Fix v. Board of Supervisors

213 Cal. App. 2d 524 | Cal. Ct. App. | 1963

HERNDON, J.

Petitioners appeal from an order quashing the writ of certiorari whereby they sought to review the action of respondent Board of Supervisors of the County of Los Angeles in the formation of the Los Angeles County Waterworks District No. 33.

The petition for the formation of said district was filed with *525the board of supervisors on February 15, 1961, in eight parts. Bach part had attached to it an affidavit of circulation. On the same date, the county engineer certified to the sufficiency of the petition.

On March 23 and May 4, 1961, upon due notice, hearings were held on the petition. On July 18, 1961, an election was held and the proposition was adopted by a vote of 222 to 72. On August 1, 1961, the election results were declared by the board of supervisors and the district was established. On September 15, 1961, there became effective a validating act, (Stats. 1961, ch. 985) which by its terms validated the formation of the district. (Section 2.) It further provided (section 6) for a 30-day period during which any action in review might be brought. On December 19, 1961, the instant petition for the writ of certiorari was filed in the court below. This was ten months after the petition for the formation of the district had been filed, five months after the election was held, and three months after the validating act had become effective.

Appellants’ sole contention in support of their asserted right to the writ is that the petition which commenced the proceedings to form the district was insufficient. In substance, it is alleged that some of the signers were unqualified, that some were misled, and that some of the signatures were forged. Appellants do not challenge any of the other proceedings of respondent board, either in connection with the public hearings held prior to determining the sufficiency of the petition, or in connection with the election subsequently held.

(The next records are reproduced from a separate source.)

PR #3189, opened 2026-08-13
refactor(runtime): move the offload and progress seams to a dependency-neutral substrate (FND-316)

cmgrote:
Closes [FND-316](https://linear.app/atlan-epd/issue/FND-316/storage-execution-is-a-bidirectional-dependency-papered-over-by-lazy).

Takes **option 1** from the issue: move the shared primitives to a dependency-neutral module, deleting every lazy import on the edge and the constraint with them.

## The cycle, precisely

It was never "`storage/` imports `execution/`" on its own. Importing *any* `execution` submodule runs that package's `__init__`:

```
storage/ops.py  ──module scope──▶  application_sdk.execution.progress
                                   │
                                   ├─ runs application_sdk/execution/__init__.py
                                   │     └─▶ execution._temporal.* ─▶ app.base
                                   │            └─▶ contracts ─▶ credentials
                                   │                   └─▶ common.utils
                                   └───────────────────────▶ storage.ops  ← half-initialised
```

So the same module-scope import raised `ImportError` in `storage/ops.py` and worked fine in `storage/transfer.py` — purely because `transfer.py` is not in `storage/__init__`'s eager chain. Two storage modules doing the same thing, one of which happened to work.

## What moved

New `application_sdk/_runtime/` — a bottom layer every other layer may import at module scope. Its rule, stated in `_runtime/__init__.py`: stdlib, third-party, and `observability.logger_adaptor`. Nothing else from `application_sdk`.

| Module | Contents |
| --- | --- |
| `_runtime/progress.py` | moved wholesale from `execution/progress.py` |
| `_runtime/offload.py` | the offload half of `execution/heartbeat.py` — `run_in_thread`, `submit_in_thread`, `run_fault_isolated`, `run_best_effort`, both pools |
| `_runtime/enums.py` | `SerializableEnum` |

`SerializableEnum` had to come down too: `ProgressWatchdogMode` is one, and `contracts.base` is not reachable from `storage/` (`contracts.types` → `credentials.ref` → … → `storage.ops`). It is re-exported from `contracts.base`, so `from application_sdk.contracts import SerializableEnum` resolves to the same class object and every `issubclass` check and Temporal round-trip is unaffected. The alternative — giving `ProgressWatchdogMode` a bare `StrEnum` base — would have been behaviourally identical for that one enum while quietly exempting it from the SDK's own convention, i.e. one more local oddity for a reader to puzzle over.

`execution/heartbeat.py` split along the seam it already had at line ~400: controllers, `auto_heartbeat_loop` and the stall watchdog stay (genuinely execution-layer — `TemporalHeartbeatController` imports `temporalio`); the offload primitives moved out.

## No app-facing change

`application_sdk.execution.heartbeat` and `application_sdk.execution.progress` remain the documented imports — the docs and every shipped connector point there — and re-export the *same objects*, so a patch applied at either path affects both. `_runtime` is underscore-private on purpose: substrate, not a new public surface. SDK-internal code imports `_runtime` directly.

## Lazy imports deleted

| Site | Was |
| --- | --- |
| `storage/ops.py` ×2 | lazy `execution.progress` |
| `storage/chunked.py` | lazy `execution.progress`, **inside the per-chunk path** |
| `storage/cloud.py`, `batch.py`, `rolling.py`, `integrity.py` | lazy `execution.heartbeat` |
| `app/context.py` ×2, `app/base.py` ×2 | lazy `execution.heartbeat` / `execution.progress` |
| `execution/_temporal/activities.py` ×2 | lazy sibling imports |

That includes `storage/chunked.py:_fetch_chunk`, which was paying a `sys.modules` lookup per range GET because the import could not be hoisted out of the loop.

Two lazy imports on this edge deliberately remain, and neither is about `storage/`:

- `observability/observability.py` defers `_runtime.offload` because `_runtime.offload` imports `observability.logger_adaptor`, which imports `observability.observability`. An observability-**internal** cycle — the comment now says so instead of misattributing it to storage.
- `activities.py` still defers `app.context`: `app ↔ execution` is a separate cycle this PR does not claim to fix.

## Enforced, not remembered

`tests/unit/runtime/test_layering.py`:

- each `_runtime` module, imported in a **subprocess**, pulls in no layer above it (subprocess is required — in-process, pytest has already imported most of the SDK, so `sys.modules` would show every layer loaded regardless);
- `storage.ops` still loads standalone **without** `execution` — the FND-316 cycle asserted directly, and asserting the absence rather than just a successful import is what keeps the *layering* honest and not merely the load order;
- the façades re-export the same objects, and `contracts.SerializableEnum` is the substrate class.

So the issue's "done when" holds: a new call site can tell, without experimenting, whether it may import at module scope.

## Conformance

P031 and P036 exempted `execution/heartbeat.py` by path suffix as the sanctioned home of the thread and process pools — a hidden consumer of the old location. The exemption **follows the implementation** to `_runtime/offload.py`; `heartbeat.py` is no longer exempt because it no longer constructs either pool. New tests pin both halves (exempt at the implementation, *not* exempt at the façade).

Findings across the repo are identical to `main` — 492 before, 492 after, same rule/level distribution — so nothing new fires and nothing was silenced.

## Verification

- `tests/unit`: 6869 passed, 9 skipped.
- `packages/conformance`: 2558 passed. The one failure, `test_l010_fires_when_rebound_via_type_alias`, reproduces on `HEAD` unchanged — pre-existing, unrelated to this PR (nothing here touches the logging series).
- `pre-commit run --all-files`: all hooks pass, pyright included.
- `_runtime` neutrality and the `storage.ops` standalone import verified directly in a fresh interpreter.

## Alternatives rejected (recorded in ADR-0019)

**Document the constraint in place and have each `# noqa` point at the note.** Option 2 from the issue. Cheap, and it would have made the pattern deliberate — but the cycle stays, the next call site still has to be lazy, and the hot-path constraint in `_fetch_chunk` remains.

**Make `execution/__init__.py` lazy (PEP 562 `__getattr__`).** Much smaller diff, removes the `ImportError`, nothing under `execution/` moves. Rejected because it fixes the symptom and not the layering: the bidirectional relationship the debt is *about* would survive in a form that no longer announces itself.

**Put the primitives in `application_sdk/common/`.** No new package, and `common/concurrency.py` is thematically adjacent. Rejected because `common/` is neutral only by accident — `common/utils.py` imports `storage.ops` — so the property holds today solely because `common/__init__.py` happens not to import it. One line added there would silently re-break every storage module: the same rediscover-by-`ImportError` trap, one layer down.


cmgrote:
@sdk-resolve

cmgrote:
@sdk-review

The trial court granted respondents’ motion to quash upon the basis of its determination that the alleged defects in the petition, assuming them to be true and otherwise relevant, were cured by the 1961 validating act (Stats. 1961, ch. 985, effective September 15, 1961). This act provides in pertinent part that “ [a] 11 public bodies heretofore organized or existing under, or under color of, any law are hereby declared to have been legally organized and to be legally functioning. . . .” (Section 2.)

Appellants assign this determination as error arguing that curative acts cannot be relied upon to cure “jurisdictional” requirements. No useful purpose would be served by our engaging in a “textbook” discussion of the philosophy and scope of curative acts in general, or in seeking to specify which of the various procedural steps involved in the formation of the *526myriad of “public bodies” existent in our increasingly complex society are so fundamental that a faulty compliance may not be cured or validated without violating the requirements of due process of law.

It is a sufficient answer here to note that “ [t]he fact that the proceeding was fatally defective is not alone an insurmountable obstacle to the exercise of the curative power; for ... if it was not fatally defective it would stand in no need of the healing power.” (Miller v. McKenna, 23 Cal.2d 774, 781 [147 P.2d 531].) Further, “A curative statute or clause may preclude all investigation except ‘the single inquiry whether, in the case presented, the effect of applying the statute is to deprive the party of his property without due process of law.’ ” (Chase v. Trout, 146 Cal. 350, 359 [80 P. 81] ; see also Firestone Tire & Rubber Co. v. Board of Supervisors, 166 Cal.App.2d 519, 526, et seq. [333 P.2d 378].)

Section 55102 of the Water Code provides: “A petition for the formation of a district may be presented to the board of supervisors.” Section 55107 provides: “The failure of the petition to contain any of the matters required to be contained therein shall not affect the legality of the organization of the district if it is thereafter organized.” (Italics added.)

It is clear from the provisions of the controlling statutes above quoted, and from the decisions above cited, that appellants’ efforts to challenge the legality of the organization of the district here involved are both untimely and futile. Appellants’ entire argument consists of the same fallacious reasoning that our Supreme Court analyzed and rejected in 1905 in Chase v. Trout, supra; no useful purpose would be served by its repetition here.

The order is affirmed.

Fox, P. J., and Ashburn, J., concurred.